Die Lufthansa erlaubt Maße bis 55x40x23 cm bei 8kg Gesamtgewicht. Aer Lingus gibt 55x40x24 cm und 10kg vor. Mein Tamrac 5789 Evolution 9 misst 50x33x28 cm und wiegt schon allein 2,3 kg. Bei voller Ladung sollten 8 bzw. 10 kg mit Sicherheit übertroffen werden.

Also habe ich eine Alternative gesucht. Auf manfrotto.de bin ich dabei auf ein Mai-Special gestoßen und habe mir bei 50% Preisnachlass die Professional Slingtasche 50, 41x28x26 cm und 1,6 kg bestellt.


Von der Größe und Handling her sollte der Slingrucksack ausreichend sein, dass notwendige Equipment zu verstauen.

Update 13.12.2016
Die Irlandrundreise ist inzwischen Geschichte. Bei beiden Flügen gab es mit der Slingtasche von Manfrotto keine Probleme am Flughafen. Durch bzw. in das Testgestell hätte sie aber nicht gepasst. Nun wird es 2017 wieder spannend. Es geht nach Namibia und Air Namibia gibt 8kg und eine maximalen Größe von 55x38x20cm vor. 20cm Tiefe ist verdammt wenig.
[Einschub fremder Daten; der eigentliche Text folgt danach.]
PR #19464, opened 2025-12-11
[WFLY-21210] Fix broken docs.jboss.org/ironjacamar links in documenta…

tadamski:
…tion

https://issues.redhat.com/browse/WFLY-21210

### DIFF
--- a/docs/src/main/asciidoc/_admin-guide/subsystem-configuration/Resource_adapters.adoc
+++ b/docs/src/main/asciidoc/_admin-guide/subsystem-configuration/Resource_adapters.adoc
@@ -67,7 +67,7 @@ A resource adapter archive can be automatically activated with a
 configuration by including an META-INF/ironjacamar.xml in the archive.
 
 The schema can be found at
-http://docs.jboss.org/ironjacamar/schema/ironjacamar_1_0.xsd
+https://www.ironjacamar.org/doc/schema/ironjacamar_1_2.xsd
 
 [[ra-component-reference]]
 == Component Reference
@@ -80,4 +80,4 @@ the project documentation.
 * IronJacamar homepage: http://www.jboss.org/ironjacamar
 * Project Documentation: http://www.jboss.org/ironjacamar/docs
 * Schema description:
-http://docs.jboss.org/ironjacamar/userguide/1.0/en-US/html/deployment.html#deployingra_descriptor
+https://www.ironjacamar.org/doc/userguide/1.2/en-US/html/ch05.html#deployingra_descriptor
--- a/docs/src/main/asciidoc/Getting_Started_Guide.adoc
+++ b/docs/src/main/asciidoc/Getting_Started_Guide.adoc
@@ -727,7 +727,7 @@ the project documentation.
 * IronJacamar homepage: http://www.jboss.org/ironjacamar
 * Project Documentation: http://www.jboss.org/ironjacamar/docs
 * Schema description:
-http://docs.jboss.org/ironjacamar/userguide/1.0/en-US/html/deployment.html#deployingds_descriptor
+https://www.ironjacamar.org/doc/userguide/1.2/en-US/html/ch05.html#deployingds_descriptor
 
 [[configure-logging-in-wildfly]]
 === Configure Logging in WildFly


docs/src/main/asciidoc/_admin-guide/subsystem-configuration/Resource_adapters.adoc
```diff
@@ -67,7 +67,7 @@ A resource adapter archive can be automatically activated with a
 configuration by including an META-INF/ironjacamar.xml in the archive.
 
 The schema can be found at
-http://docs.jboss.org/ironjacamar/schema/ironjacamar_1_0.xsd
+https://www.ironjacamar.org/doc/userguide/1.2/en-US/html/apa.html#ironjacamar12
```
rhusar: I believe the intention for this link is the XSD schema that can be used by tooling to validate XML. Having it written out is not overly helpful. Can you link the schema directly?

rhusar (changes requested):

docs/src/main/asciidoc/_admin-guide/subsystem-configuration/Resource_adapters.adoc
tadamski: fixed

docs/src/main/asciidoc/_admin-guide/subsystem-configuration/Resource_adapters.adoc
```diff
@@ -67,7 +67,7 @@ A resource adapter archive can be automatically activated with a
 configuration by including an META-INF/ironjacamar.xml in the archive.
 
 The schema can be found at
-http://docs.jboss.org/ironjacamar/schema/ironjacamar_1_0.xsd
+https://www.ironjacamar.org/doc/schema/datasources_1_3.xsd
```
rhusar: IIUC the schema you linked does not contain `element name="datasources"` as the XML example above, so that's not the right XSD for this?

rhusar (changes requested):

docs/src/main/asciidoc/_admin-guide/subsystem-configuration/Resource_adapters.adoc
tadamski: true, this was a mistake, now it should be fixed

bstansberry (dismissed):

docs/src/main/asciidoc/_admin-guide/subsystem-configuration/Resource_adapters.adoc
bstansberry: I don't understand this thread. :)

What XML example above that uses 'datasources'? 

https://docs.wildfly.org/38/Admin_Guide.html#Resource_adapters

And I see 'element name="datasources"' in https://www.ironjacamar.org/doc/schema/datasources_1_3.xsd

NBD but it seems now the link is to https://www.ironjacamar.org/doc/schema/datasources_1_2.xsd which presumably is not the best one to use if 1_3 exists.

rhusar: From docs:

> A resource adapter archive can be automatically activated with a configuration by including an META-INF/ironjacamar.xml in the archive.

I dono, basically my question is "which is the correct XSD for the META-INF/ironjacamar.xml file because it doesn't seem to be datasources_1_3.xsd?" (but maybe it is?)

rhusar: Looking at existing ironjacamar.xml files we have in our testsuite for reference, and they are a mess: they do not define a schema.

testsuite/integration/basic/src/test/java/org/jboss/as/test/integration/jca/archive/ironjacamar.xml
testsuite/integration/basic/src/test/java/org/jboss/as/test/integration/jca/beanvalidation/ironjacamar.xml
testsuite/integration/basic/src/test/java/org/jboss/as/test/integration/jca/security/ironjacamar.xml

Can @tadamski fix that at some point too?

rhusar: > I don't understand this thread. :)
> 
> What XML example above that uses 'datasources'?
> 
> https://docs.wildfly.org/38/Admin_Guide.html#Resource_adapters
> 
> And I see 'element name="datasources"' in https://www.ironjacamar.org/doc/schema/datasources_1_3.xsd
> 
> NBD but it seems now the link is to https://www.ironjacamar.org/doc/schema/datasources_1_2.xsd which presumably is not the best one to use if 1_3 exists.

@bstansberry  Typo - I meant 'resource-adapter' in the XML above. The linked XSD contains only datasources, not resource adapters. 

https://github.com/tadamski/wildfly/blob/693f838430608749d4ca7a4eb0bf2dbf36ebbb57/docs/src/main/asciidoc/_admin-guide/subsystem-configuration/Resource_adapters.adoc?plain=1#L26

tadamski: @bstansberry @rhusar tbh my only intention was to refer to a working version of a link that is already present in a docs. This issue reminded me that I finally need to do something with legacy IJ page + now I see that schemas require refactor as well. Maybe lets put this PR on hold - I will figure out those two issues and return to it.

Der Capture von Wolffepack Deutschland - mein Neuzugang 2017 - erfüllt mit seinen Abmessungen: 46cm x 31cm x 18cm und 26L Fassungsvermögen diese Anforderungen.

Update 06.08.2019

Für den Namibiaflug hatte ich mich dann doch für den Manfrotto entschieden. Es gab keinerlei Probleme. 2019 geht es nach Südafrika. South African Airline gibt bei 8kg eine Größe von 56 cm(H) x 36cm (B) x 23cm (T) vor.

Update 17.09.2019

Mit dem Tamrac Evolution 9 gab es weder bei der Lufthansa noch bei South African Airways Probleme. In Leipzig musste ich das Handgepäck wiegen lassen. 8,1 kg waren okay,aber in die Prüfschablone passte er nicht hinein. Moniert wurde das aber nicht. Zum Glück!